ACTIVITY:
The answer is a single figure: how many lines below contain the word "being".

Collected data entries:
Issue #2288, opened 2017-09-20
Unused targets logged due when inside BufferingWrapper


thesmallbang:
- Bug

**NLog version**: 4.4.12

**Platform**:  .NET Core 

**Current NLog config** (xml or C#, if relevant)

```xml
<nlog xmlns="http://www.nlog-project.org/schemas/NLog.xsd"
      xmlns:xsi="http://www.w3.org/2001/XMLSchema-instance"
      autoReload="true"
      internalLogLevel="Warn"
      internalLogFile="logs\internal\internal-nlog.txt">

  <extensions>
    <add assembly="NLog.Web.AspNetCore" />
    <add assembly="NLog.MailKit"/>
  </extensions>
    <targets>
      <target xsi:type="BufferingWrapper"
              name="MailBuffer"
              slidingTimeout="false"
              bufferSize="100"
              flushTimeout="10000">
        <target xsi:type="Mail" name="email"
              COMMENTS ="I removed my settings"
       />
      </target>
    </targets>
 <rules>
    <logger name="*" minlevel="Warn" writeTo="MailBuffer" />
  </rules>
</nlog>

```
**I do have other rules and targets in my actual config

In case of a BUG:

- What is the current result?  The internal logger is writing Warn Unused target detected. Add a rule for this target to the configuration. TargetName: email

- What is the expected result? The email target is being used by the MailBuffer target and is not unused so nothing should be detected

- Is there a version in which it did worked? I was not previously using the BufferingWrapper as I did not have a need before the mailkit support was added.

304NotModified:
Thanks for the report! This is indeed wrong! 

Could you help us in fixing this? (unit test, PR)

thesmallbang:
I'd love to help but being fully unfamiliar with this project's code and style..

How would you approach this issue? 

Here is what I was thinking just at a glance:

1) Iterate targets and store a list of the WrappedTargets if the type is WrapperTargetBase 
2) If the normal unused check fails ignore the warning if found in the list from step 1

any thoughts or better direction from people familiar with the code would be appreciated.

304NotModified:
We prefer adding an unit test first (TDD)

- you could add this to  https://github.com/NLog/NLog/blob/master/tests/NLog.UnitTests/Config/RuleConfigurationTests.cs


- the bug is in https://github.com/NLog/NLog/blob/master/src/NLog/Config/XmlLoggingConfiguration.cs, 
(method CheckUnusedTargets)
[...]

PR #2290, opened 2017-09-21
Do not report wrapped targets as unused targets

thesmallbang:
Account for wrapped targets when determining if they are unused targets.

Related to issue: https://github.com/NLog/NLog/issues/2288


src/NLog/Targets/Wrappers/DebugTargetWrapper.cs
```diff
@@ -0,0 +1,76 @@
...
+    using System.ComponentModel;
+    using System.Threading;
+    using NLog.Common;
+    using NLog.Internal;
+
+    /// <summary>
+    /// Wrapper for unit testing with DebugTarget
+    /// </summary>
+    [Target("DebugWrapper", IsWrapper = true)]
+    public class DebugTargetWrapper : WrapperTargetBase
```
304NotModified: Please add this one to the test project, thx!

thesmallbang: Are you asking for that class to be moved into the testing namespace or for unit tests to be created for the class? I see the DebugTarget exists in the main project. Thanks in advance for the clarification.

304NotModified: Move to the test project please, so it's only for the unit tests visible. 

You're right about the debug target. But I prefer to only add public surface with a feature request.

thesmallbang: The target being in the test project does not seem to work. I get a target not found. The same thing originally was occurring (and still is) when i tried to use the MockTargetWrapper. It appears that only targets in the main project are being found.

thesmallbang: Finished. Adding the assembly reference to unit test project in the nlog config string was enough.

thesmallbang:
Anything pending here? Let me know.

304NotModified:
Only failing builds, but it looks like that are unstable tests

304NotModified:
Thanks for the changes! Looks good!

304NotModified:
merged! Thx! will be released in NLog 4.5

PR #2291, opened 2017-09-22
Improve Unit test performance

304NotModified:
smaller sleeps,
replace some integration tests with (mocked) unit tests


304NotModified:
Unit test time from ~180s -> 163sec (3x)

* * *

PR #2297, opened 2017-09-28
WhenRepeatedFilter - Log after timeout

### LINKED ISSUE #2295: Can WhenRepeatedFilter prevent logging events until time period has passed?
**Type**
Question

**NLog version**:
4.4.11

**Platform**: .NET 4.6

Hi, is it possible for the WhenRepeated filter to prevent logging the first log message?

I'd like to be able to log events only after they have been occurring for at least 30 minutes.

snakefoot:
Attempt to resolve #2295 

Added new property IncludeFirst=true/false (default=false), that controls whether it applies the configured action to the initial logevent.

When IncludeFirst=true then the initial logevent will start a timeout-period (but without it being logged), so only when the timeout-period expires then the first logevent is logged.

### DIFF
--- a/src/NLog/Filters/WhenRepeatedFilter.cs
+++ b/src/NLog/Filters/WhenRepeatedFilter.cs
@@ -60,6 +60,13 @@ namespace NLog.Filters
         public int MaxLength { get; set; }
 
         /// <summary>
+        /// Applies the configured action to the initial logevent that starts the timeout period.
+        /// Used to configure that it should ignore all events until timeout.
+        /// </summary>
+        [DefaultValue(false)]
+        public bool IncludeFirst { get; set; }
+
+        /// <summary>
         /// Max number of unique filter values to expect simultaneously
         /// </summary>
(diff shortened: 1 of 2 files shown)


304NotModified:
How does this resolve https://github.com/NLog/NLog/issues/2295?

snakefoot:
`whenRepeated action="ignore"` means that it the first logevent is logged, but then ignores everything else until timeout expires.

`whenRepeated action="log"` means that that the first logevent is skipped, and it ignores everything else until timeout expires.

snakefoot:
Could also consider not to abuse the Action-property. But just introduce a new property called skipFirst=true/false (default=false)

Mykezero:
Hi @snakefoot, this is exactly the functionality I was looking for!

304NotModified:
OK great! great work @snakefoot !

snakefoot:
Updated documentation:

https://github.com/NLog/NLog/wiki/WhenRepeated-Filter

EXERCISE RESULT:
4